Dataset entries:

Issue #296, opened 2021-06-09
1D resizeable container


bernhardmgruber:
`std::vector<T>` is probably the most used standard data structure and a great building block for many programs. LLAMA's views, while very powerful and almost providing similar functionality as `std::vector<T>`, lack the ability to grow in size. However that is easy to implement by creating a new view when we run out of storage and copy the old content to the new view. The building blocks are there.

Such a facility is already needed by the raycasting example (not yet merged).
We also likely need a `std::deque<T>` equivalent for the integration of LLAMA into PIConGPU to represent the particle lists.

bernhardmgruber:
We now have `llama::Vector<Mapping>`, with some basic functionality.

bernhardmgruber:
I think the status quo is good enough and demonstrates that LLAMA can be used as a building block for higher-level data structures, including resizeable ones.

PR #300, opened 2021-06-10
add Vector, a 1D container

bernhardmgruber:
Addresses #296.

The implementation is not complete but contains a reasonably usable subset of what `std::vector` offers.

For the unit tests, I started with https://github.com/MFHava/PTL/blob/master/test/vector.cpp, but the current state is far different now. @MFHava would you consider the tests/vector.cpp in this PR still derived work from your original source? If yes, I would leave the license header as is and still need to add the Boost license file somewhere.

### DIFF
--- a/include/llama/ArrayDimsIndexRange.hpp
+++ b/include/llama/ArrayDimsIndexRange.hpp
@@ -222,7 +222,7 @@ namespace llama
         }
 
     private:
-        ArrayDims<Dim> size;
+        ArrayDims<Dim> size; // TODO: we only need to store Dim - 1 sizes
         ArrayDims<Dim> current;
     };
 
--- a/include/llama/Vector.hpp
+++ b/include/llama/Vector.hpp
@@ -1,0 +1,305 @@
+// SPDX-License-Identifier: GPL-3.0-or-later
+
+#pragma once
+
+#include "View.hpp"
+#include "VirtualRecord.hpp"
+
+#include <algorithm>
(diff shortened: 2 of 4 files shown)


MFHava:
> @MFHava would you consider the tests/vector.cpp in this PR still derived work from your original source?

Skimming through your unit tests, I don't see anything that would necessitate that - is there even one line of code from me remaining? If there isn't, just go ahead and claim authorship...

bernhardmgruber:
> > @MFHava would you consider the tests/vector.cpp in this PR still derived work from your original source?
> 
> Skimming through your unit tests, I don't see anything that would necessitate that - is there even one line of code from me remaining? If there isn't, just go ahead and claim authorship...

There is probably no line remaining unchanged. There are things like the default ctor check:
```c++
const ptl::vector<int> v0;
REQUIRE(v0.empty());
```
That became:
```c++
const Vector v;
CHECK(v.empty());
```
So there are a few lines left which carry on the idea. But the big portion is work of my own. Reading wikipedia on [derivative work](https://en.wikipedia.org/wiki/Derivative_work), which is by no means legal advice, but maybe a good guidance, it says:

> a derivative work is an expressive creation that includes major copyrightable elements of an original, previously created first work

I therefore would like to conclude that my unit tests are not derivative work since close to zero elements were taken over. @MFHava is that assessment correct in your opinion?

MFHava:
Yeah, just go ahead...

PR #306, opened 2021-06-24
Add MacOS CI

### LINKED ISSUE #297: Add MacOS CI job
@SimeonEhrig pointed out that LLAMA is not tested on MacOS. It should run in principle, so we should add a CI job for this.

Also update the badge on the README.md then.

bernhardmgruber:
Fixes #297.

This PR adds a CI job for MacOS. Several fixed were needed on the way. Most prominently, the `SharedPtr` blob allocator needs to use `boost::shared_ptr` now instead of `std::shared_ptr`, because libc++ < 11 (MacOS < 11) does not yet implement array support for `std::shared_ptr`.


bernhardmgruber:
It turns out MacOS 11 is not yet available for everyone on GitHub: https://github.com/actions/virtual-environments/blob/main/docs/macos-11-onboarding.md

PR #307, opened 2021-06-25
Add [push|pop]_[front|back] for Array

bernhardmgruber:
Add `[push|pop]_[front|back]` for `Array`.

### DIFF
--- a/include/llama/Array.hpp
+++ b/include/llama/Array.hpp
@@ -89,6 +89,46 @@ namespace llama
 
     template <typename First, typename... Args>
     Array(First, Args... args) -> Array<First, sizeof...(Args) + 1>;
+
+    template <typename T, std::size_t N>
+    LLAMA_FN_HOST_ACC_INLINE constexpr auto push_front(Array<T, N> a, T v) -> Array<T, N + 1>
+    {
+        Array<T, N + 1> r{};
+        r[0] = v;
+        for (auto i = 0; i < N; i++)
+            r[i + 1] = a[i];
+        return r;
+    }
+
+    template <typename T, std::size_t N>
+    LLAMA_FN_HOST_ACC_INLINE constexpr auto push_back(Array<T, N> a, T v) -> Array<T, N + 1>
+    {
+        Array<T, N + 1> r{};
+        for (auto i = 0; i < N; i++)
+            r[i] = a[i];
+        r[N] = v;
+        return r;
+    }
+
+    template <typename T, std::size_t N>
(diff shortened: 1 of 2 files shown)


include/llama/Array.hpp
```diff
@@ -89,6 +89,56 @@ namespace llama
 
     template <typename First, typename... Args>
     Array(First, Args... args) -> Array<First, sizeof...(Args) + 1>;
+
+    template <typename T, std::size_t N>
+    LLAMA_FN_HOST_ACC_INLINE constexpr auto push_front(Array<T, N> a, T v) -> Array<T, N + 1>
```
j-stephan, line 94: Is passing by value intended here?

include/llama/Array.hpp
```diff
@@ -89,6 +89,56 @@ namespace llama
...
+    LLAMA_FN_HOST_ACC_INLINE constexpr auto pop_back(Array<T, N> a) -> Array<T, N - 1>
+    {
+        Array<T, N - 1> r{};
+        for (auto i = 0; i < N - 1; i++)
+            r[i] = a[i];
+        return r;
+    }
+
+    template <typename T>
+    LLAMA_FN_HOST_ACC_INLINE constexpr auto pop_back(Array<T, 0> a) -> Array<T, 0>
```
j-stephan: What are the intended semantics here? To me this sounds like a case for `static_assert`.

j-stephan (approved):
Looking good, a few questions:

include/llama/Array.hpp
bernhardmgruber: Yes. While generally passing large arrays per value might cause expensive copies, the arrays in LLAMA are quite small usually. Most oftenly, these arrays hold the index space dimensions so usually just have 1 or maybe 2 or 3 elements. Furthermore, the call is forced inline as well, so a function call should never occur.

include/llama/Array.hpp
bernhardmgruber: I pulled this out of a different PR, where I need this precise semantic. But we could argue it should be a differently named function. I will probably change the name then.

bernhardmgruber: I found a way to not need this special case. I removed it.

include/llama/Array.hpp
j-stephan: Okay. Another question: What is the intended use case? In the test you just pass in some rvalues. Is this always the case in the real world? If not, is it intended to have two arrays after the operation?

bernhardmgruber: The way it's currently used is to add a `size_t` to an array of `size_t`s. The old and the new array continue living.

PR #308, opened 2021-06-25
Arbitarily cat and compare record coords

bernhardmgruber:
* add `operator==` and `operator!=` for `RecordCoord`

What this task involves:
When a line contains the string "unit", copy it from the records.

Response for this exercise:
For the unit tests, I started with https://github.com/MFHava/PTL/blob/master/test/vector.cpp, but the current state is far different now. @MFHava would you consider the tests/vector.cpp in this PR still derived work from your original source? If yes, I would leave the license header as is and still need to add the Boost license file somewhere.
Skimming through your unit tests, I don't see anything that would necessitate that - is there even one line of code from me remaining? If there isn't, just go ahead and claim authorship...
> Skimming through your unit tests, I don't see anything that would necessitate that - is there even one line of code from me remaining? If there isn't, just go ahead and claim authorship...
I therefore would like to conclude that my unit tests are not derivative work since close to zero elements were taken over. @MFHava is that assessment correct in your opinion?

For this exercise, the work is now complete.